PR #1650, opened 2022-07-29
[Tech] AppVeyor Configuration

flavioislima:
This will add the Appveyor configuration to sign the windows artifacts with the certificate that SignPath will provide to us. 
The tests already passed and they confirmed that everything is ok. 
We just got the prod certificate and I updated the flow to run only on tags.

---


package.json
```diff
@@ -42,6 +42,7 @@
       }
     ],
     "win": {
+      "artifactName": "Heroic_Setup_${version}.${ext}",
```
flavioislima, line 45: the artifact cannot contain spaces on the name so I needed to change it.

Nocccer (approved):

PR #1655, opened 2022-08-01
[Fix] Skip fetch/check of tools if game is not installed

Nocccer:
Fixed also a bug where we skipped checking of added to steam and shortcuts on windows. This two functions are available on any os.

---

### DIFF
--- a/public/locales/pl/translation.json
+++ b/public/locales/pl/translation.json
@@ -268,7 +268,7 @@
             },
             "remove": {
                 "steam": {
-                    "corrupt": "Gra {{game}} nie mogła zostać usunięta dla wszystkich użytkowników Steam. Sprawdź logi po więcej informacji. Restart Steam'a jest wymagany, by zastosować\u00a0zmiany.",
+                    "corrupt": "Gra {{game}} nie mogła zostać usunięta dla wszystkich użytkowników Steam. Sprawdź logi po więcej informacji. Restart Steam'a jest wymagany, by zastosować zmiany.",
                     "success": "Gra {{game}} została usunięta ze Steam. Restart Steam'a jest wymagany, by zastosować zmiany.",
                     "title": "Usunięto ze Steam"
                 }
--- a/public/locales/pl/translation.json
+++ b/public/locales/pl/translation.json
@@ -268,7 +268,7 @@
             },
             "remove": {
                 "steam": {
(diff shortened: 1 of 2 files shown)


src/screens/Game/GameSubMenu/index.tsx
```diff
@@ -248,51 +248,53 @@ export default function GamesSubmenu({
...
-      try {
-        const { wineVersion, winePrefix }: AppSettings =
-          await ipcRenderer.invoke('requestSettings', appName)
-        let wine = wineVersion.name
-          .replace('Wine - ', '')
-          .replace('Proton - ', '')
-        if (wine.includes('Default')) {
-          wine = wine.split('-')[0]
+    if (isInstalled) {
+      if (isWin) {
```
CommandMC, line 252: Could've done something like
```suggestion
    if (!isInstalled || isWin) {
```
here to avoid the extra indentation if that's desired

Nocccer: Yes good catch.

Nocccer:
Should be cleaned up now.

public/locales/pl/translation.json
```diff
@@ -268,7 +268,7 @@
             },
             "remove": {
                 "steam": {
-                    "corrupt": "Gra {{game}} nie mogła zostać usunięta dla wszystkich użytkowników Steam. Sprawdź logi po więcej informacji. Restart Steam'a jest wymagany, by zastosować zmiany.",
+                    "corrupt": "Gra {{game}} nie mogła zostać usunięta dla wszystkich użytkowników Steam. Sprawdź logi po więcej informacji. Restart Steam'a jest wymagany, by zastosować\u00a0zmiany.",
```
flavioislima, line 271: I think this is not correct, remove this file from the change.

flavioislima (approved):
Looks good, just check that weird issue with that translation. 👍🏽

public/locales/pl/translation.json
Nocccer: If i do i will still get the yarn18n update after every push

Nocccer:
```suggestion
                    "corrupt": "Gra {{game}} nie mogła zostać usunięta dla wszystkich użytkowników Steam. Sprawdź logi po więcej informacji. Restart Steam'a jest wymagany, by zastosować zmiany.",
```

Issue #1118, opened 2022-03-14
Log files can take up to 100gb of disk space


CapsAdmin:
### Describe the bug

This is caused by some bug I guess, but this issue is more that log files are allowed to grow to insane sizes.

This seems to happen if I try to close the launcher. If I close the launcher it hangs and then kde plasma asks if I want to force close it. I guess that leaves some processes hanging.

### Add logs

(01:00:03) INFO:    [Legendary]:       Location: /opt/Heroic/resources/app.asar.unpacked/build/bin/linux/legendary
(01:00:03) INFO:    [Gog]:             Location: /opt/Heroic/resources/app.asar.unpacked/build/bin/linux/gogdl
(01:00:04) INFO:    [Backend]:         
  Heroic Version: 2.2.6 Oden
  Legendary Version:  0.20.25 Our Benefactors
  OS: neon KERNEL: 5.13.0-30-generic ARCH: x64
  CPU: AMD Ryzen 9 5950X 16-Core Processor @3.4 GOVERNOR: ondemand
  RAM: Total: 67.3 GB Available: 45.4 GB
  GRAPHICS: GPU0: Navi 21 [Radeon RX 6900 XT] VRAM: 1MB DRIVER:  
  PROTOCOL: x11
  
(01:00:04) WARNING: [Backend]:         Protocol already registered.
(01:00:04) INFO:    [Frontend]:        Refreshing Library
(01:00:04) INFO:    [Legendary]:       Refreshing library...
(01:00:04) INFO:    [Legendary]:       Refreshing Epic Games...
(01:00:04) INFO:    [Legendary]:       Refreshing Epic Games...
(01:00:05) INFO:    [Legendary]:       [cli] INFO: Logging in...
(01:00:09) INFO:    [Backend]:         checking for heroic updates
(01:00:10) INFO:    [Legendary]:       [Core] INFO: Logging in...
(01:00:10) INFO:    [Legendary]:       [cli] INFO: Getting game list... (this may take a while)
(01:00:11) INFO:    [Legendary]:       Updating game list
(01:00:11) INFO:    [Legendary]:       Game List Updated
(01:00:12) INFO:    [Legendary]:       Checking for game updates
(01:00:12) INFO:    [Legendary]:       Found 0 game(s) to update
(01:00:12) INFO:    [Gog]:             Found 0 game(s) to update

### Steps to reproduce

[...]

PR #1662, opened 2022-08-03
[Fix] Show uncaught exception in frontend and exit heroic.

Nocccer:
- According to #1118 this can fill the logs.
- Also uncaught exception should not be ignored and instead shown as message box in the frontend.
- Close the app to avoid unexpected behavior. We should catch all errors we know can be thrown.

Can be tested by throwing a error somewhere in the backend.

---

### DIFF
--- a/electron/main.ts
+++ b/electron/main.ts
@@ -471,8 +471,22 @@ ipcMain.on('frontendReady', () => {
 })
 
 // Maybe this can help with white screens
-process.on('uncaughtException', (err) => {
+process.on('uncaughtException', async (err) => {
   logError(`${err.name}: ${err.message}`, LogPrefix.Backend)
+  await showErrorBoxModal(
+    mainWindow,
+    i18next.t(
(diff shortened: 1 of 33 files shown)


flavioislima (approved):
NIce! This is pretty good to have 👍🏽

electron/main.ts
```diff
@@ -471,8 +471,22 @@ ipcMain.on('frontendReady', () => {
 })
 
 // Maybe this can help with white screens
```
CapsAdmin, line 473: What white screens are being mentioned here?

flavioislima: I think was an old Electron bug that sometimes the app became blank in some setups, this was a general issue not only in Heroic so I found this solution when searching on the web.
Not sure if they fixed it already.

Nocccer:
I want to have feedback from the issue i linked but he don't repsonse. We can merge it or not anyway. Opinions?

************

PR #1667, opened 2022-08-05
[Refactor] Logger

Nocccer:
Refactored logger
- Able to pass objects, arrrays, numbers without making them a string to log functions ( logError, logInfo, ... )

************

__Work instructions__
Each line that contains the string "asar" counts once; report how many such lines the entries have, giving only the number.

__Answer area__
2